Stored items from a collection

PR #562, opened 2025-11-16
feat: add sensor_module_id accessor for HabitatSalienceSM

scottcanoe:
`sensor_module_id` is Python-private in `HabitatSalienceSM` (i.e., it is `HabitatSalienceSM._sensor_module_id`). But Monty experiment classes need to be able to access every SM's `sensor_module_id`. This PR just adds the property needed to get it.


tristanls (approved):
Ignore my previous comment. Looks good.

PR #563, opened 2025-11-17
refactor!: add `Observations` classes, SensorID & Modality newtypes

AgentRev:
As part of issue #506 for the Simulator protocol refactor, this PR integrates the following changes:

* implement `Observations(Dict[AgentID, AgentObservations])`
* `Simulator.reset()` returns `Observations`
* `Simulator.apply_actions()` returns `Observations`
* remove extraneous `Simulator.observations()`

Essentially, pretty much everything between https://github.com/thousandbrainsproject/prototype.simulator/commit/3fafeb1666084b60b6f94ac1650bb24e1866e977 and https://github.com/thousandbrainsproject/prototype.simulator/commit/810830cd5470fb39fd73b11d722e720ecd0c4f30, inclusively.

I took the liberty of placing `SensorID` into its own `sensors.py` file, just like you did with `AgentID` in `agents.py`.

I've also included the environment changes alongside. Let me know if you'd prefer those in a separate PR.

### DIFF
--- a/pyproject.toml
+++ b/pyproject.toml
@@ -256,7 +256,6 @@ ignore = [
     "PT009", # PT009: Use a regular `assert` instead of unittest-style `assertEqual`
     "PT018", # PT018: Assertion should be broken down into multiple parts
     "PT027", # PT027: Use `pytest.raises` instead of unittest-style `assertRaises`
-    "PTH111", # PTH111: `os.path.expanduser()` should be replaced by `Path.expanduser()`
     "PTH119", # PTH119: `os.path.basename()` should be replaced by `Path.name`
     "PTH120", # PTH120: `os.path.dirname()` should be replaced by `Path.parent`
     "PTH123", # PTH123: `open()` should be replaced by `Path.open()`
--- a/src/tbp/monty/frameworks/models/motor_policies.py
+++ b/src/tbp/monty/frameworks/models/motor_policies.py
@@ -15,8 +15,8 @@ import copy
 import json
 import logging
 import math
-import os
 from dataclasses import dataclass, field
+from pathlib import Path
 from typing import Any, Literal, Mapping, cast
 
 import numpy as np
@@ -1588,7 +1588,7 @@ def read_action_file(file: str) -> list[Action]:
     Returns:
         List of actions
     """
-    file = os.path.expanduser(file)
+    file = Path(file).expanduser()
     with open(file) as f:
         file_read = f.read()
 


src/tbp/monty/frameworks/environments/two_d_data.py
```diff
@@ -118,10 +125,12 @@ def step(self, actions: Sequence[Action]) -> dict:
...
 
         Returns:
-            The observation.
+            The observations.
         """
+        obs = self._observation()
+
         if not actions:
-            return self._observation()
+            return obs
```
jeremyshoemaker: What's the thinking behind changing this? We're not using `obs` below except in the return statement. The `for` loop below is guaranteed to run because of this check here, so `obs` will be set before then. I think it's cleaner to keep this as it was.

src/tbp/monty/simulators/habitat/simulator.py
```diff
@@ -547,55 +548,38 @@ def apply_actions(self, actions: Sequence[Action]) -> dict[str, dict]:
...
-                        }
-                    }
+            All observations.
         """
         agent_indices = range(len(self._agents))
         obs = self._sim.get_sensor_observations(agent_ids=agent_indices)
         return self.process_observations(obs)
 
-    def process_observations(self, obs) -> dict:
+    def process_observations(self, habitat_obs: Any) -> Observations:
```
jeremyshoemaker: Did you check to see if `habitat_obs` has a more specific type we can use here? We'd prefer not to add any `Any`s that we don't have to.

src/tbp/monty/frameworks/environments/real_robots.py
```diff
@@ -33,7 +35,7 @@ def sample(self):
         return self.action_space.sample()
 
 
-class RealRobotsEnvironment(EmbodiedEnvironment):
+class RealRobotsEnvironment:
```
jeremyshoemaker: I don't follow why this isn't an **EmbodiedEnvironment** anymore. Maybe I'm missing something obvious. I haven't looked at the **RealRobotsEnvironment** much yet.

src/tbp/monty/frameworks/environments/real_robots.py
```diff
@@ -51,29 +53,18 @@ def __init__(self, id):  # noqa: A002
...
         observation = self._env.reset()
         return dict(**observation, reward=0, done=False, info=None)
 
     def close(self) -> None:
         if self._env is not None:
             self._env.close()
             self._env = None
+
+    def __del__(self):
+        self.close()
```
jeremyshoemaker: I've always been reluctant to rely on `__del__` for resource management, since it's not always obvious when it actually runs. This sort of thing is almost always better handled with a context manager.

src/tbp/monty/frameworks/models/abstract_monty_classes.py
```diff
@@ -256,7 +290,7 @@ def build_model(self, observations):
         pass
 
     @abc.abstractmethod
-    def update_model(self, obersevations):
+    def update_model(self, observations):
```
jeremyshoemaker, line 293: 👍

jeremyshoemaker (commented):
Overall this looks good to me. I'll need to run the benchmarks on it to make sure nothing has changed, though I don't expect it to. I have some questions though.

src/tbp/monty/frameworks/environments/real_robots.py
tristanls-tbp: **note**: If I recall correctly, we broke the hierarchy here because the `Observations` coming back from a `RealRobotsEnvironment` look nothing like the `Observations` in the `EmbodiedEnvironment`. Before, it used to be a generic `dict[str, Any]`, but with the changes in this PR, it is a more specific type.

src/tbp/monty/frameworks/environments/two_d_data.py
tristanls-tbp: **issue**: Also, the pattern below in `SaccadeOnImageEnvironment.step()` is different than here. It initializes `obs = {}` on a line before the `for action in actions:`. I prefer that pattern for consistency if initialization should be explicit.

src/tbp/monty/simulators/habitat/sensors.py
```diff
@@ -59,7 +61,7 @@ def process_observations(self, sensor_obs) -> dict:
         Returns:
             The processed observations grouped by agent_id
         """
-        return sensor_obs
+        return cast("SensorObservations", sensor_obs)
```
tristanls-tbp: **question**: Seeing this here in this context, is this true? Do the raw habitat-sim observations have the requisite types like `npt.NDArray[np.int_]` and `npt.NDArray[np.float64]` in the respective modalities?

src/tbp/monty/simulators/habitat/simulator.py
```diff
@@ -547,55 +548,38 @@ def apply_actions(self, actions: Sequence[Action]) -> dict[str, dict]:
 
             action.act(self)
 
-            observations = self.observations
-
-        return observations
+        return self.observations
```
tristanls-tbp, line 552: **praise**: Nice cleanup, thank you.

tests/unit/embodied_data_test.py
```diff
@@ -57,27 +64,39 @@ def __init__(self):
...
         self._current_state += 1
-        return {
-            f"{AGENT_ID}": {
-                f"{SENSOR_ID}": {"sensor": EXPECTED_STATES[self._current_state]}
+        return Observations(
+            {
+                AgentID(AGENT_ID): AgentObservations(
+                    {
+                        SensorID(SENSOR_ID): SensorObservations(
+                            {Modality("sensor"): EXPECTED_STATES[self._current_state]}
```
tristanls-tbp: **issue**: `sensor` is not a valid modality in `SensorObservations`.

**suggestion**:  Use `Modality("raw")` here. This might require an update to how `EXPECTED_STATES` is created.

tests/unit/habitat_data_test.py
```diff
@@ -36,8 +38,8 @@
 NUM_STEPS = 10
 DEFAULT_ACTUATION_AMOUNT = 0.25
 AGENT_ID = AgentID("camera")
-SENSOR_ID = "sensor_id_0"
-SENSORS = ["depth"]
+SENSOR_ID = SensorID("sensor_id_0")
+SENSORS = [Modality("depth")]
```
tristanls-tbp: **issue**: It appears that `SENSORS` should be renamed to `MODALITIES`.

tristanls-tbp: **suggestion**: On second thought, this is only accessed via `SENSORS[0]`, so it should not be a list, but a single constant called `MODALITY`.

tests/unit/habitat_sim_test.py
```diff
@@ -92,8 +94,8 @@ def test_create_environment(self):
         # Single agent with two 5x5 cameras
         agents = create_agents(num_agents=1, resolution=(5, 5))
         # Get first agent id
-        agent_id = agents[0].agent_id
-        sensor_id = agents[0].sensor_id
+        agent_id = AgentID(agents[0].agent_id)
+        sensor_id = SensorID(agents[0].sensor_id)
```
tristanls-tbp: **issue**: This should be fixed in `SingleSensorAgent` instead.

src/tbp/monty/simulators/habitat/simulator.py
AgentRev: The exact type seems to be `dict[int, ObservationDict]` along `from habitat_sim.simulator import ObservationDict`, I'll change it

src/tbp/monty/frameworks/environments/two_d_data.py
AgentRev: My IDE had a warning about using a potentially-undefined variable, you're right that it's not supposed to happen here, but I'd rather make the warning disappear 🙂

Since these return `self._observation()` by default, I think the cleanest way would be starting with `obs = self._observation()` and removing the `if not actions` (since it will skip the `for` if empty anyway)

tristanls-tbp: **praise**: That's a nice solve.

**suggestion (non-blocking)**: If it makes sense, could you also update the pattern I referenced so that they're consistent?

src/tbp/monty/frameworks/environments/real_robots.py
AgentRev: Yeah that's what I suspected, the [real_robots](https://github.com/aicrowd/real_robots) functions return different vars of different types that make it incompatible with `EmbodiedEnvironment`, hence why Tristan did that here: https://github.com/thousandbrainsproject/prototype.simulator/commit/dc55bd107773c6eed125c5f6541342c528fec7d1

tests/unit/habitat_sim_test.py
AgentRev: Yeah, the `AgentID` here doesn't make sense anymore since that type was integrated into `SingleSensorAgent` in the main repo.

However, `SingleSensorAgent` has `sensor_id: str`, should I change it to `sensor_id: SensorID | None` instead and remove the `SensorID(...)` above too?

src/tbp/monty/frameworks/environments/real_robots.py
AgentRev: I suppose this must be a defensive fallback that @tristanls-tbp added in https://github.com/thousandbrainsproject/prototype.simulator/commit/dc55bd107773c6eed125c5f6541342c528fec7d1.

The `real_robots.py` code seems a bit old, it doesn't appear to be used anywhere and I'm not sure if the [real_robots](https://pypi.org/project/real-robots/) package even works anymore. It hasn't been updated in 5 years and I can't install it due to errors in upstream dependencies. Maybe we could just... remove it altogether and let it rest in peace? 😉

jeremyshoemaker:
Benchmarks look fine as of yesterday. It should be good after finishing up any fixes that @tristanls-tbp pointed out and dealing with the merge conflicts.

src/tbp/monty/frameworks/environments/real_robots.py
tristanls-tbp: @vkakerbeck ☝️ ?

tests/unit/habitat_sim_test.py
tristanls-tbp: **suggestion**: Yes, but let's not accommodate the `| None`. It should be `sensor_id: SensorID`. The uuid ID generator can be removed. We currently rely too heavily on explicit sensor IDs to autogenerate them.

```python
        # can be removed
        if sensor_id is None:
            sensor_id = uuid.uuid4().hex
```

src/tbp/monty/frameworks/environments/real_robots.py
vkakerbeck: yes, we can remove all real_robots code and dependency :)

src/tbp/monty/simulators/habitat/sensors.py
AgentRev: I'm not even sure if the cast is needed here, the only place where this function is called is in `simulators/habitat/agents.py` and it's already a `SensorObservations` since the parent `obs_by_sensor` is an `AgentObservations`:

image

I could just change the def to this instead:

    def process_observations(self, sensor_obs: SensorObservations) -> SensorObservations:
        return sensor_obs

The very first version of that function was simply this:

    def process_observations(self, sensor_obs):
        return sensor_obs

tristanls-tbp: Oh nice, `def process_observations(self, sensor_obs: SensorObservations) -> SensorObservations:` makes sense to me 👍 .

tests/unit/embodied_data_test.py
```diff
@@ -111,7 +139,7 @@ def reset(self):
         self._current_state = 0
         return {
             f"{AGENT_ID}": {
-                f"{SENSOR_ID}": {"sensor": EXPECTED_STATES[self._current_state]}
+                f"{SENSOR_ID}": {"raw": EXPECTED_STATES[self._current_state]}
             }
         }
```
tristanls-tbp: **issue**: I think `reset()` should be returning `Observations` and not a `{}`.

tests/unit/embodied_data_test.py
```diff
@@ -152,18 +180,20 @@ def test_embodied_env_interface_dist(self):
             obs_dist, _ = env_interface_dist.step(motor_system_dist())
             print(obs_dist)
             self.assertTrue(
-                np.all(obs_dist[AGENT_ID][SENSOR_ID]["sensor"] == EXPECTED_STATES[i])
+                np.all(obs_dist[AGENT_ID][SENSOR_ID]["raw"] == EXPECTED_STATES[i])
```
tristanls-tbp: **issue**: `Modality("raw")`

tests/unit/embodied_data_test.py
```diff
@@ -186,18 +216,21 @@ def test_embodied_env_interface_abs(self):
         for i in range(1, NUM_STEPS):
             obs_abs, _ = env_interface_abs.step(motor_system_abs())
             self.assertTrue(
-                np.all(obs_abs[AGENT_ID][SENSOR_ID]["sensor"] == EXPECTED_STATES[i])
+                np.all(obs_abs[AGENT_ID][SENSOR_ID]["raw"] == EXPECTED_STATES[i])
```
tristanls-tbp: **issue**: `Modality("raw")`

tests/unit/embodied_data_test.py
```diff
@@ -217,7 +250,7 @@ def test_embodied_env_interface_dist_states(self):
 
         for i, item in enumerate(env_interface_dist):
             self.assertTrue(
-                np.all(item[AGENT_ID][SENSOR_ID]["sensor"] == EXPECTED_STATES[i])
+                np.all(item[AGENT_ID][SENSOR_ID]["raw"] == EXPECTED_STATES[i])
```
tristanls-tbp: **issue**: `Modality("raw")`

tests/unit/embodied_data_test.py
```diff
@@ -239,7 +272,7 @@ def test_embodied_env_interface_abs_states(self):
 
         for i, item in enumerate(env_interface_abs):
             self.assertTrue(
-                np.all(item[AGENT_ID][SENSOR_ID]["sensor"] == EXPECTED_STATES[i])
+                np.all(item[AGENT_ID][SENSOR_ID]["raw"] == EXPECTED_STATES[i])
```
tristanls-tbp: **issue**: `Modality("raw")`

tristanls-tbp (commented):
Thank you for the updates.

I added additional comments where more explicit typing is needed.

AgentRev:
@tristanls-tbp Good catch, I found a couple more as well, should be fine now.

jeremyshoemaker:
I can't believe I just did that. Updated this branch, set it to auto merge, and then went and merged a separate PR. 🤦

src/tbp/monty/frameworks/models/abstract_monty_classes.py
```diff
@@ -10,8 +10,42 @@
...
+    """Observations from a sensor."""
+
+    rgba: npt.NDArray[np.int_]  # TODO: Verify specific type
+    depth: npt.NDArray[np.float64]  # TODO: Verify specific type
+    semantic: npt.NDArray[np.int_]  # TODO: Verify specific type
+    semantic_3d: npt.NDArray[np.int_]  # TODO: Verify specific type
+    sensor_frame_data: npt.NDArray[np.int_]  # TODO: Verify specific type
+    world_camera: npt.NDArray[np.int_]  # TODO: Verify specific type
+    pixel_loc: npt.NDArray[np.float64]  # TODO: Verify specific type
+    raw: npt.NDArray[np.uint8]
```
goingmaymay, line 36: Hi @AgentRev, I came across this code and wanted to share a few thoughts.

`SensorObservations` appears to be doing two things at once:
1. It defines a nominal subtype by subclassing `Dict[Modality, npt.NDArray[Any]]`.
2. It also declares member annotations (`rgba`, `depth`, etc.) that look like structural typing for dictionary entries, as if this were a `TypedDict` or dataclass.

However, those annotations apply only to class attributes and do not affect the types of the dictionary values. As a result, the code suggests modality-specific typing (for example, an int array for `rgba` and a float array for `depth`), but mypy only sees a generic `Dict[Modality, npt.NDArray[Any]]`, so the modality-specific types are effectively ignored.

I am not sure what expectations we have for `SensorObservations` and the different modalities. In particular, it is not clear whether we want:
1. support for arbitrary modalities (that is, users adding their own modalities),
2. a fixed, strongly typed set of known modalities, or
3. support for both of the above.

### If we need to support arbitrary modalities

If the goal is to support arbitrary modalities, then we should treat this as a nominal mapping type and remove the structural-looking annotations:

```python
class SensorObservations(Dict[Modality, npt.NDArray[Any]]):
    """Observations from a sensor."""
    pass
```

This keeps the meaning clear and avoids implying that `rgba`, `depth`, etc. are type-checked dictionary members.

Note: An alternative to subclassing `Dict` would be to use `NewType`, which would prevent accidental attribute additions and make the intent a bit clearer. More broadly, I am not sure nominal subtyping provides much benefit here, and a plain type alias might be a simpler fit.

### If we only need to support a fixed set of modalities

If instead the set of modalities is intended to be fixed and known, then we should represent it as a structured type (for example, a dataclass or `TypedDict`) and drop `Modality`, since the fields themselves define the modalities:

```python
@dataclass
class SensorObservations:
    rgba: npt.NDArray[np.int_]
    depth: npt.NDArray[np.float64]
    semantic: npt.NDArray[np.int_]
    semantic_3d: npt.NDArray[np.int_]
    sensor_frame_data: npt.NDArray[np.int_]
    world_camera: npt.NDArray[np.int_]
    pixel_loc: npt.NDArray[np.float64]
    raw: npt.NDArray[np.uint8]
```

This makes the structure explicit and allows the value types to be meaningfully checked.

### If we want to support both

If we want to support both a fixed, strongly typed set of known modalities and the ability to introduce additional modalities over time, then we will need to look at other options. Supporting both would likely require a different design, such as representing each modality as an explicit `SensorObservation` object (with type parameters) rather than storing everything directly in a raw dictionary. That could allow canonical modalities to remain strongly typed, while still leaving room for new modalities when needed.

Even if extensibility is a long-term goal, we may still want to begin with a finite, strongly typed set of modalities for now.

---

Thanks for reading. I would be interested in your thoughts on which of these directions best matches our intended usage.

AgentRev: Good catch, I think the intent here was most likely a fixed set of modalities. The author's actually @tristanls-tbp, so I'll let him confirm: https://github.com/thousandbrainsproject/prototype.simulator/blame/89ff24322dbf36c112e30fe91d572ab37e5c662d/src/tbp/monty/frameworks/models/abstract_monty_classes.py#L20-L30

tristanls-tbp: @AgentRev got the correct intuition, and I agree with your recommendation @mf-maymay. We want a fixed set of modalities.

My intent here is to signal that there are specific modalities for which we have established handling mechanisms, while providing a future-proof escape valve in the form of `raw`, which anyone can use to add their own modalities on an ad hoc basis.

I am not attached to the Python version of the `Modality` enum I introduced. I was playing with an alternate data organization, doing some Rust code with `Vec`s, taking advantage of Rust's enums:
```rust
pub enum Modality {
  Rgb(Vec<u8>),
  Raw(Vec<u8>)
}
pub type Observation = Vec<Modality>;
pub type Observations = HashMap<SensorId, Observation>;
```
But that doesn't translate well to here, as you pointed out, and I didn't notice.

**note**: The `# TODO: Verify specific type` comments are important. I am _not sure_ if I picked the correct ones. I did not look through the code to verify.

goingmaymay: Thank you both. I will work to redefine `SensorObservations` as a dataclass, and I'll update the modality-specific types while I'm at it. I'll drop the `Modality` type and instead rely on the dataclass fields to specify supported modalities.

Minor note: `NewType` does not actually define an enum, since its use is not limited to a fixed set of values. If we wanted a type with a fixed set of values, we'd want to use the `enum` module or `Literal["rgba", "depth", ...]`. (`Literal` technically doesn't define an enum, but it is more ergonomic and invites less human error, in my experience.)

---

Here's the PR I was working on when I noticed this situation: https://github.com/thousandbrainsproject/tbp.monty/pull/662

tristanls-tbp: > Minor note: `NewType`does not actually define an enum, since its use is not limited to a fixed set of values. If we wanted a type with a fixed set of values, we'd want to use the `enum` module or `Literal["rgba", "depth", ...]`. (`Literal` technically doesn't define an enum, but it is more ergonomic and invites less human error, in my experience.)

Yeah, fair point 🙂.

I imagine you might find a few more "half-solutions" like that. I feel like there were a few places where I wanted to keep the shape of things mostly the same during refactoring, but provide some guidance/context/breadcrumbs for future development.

TASK GOAL
All lines above from the one holding "I am not sure what" to the one holding "### If we only", inclusive, are to be copied exactly; no other line is wanted.

ANSWER SPACE
I am not sure what expectations we have for `SensorObservations` and the different modalities. In particular, it is not clear whether we want:
1. support for arbitrary modalities (that is, users adding their own modalities),
2. a fixed, strongly typed set of known modalities, or
3. support for both of the above.

### If we need to support arbitrary modalities

If the goal is to support arbitrary modalities, then we should treat this as a nominal mapping type and remove the structural-looking annotations:

```python
class SensorObservations(Dict[Modality, npt.NDArray[Any]]):
    """Observations from a sensor."""
    pass
```

This keeps the meaning clear and avoids implying that `rgba`, `depth`, etc. are type-checked dictionary members.

Note: An alternative to subclassing `Dict` would be to use `NewType`, which would prevent accidental attribute additions and make the intent a bit clearer. More broadly, I am not sure nominal subtyping provides much benefit here, and a plain type alias might be a simpler fit.

### If we only need to support a fixed set of modalities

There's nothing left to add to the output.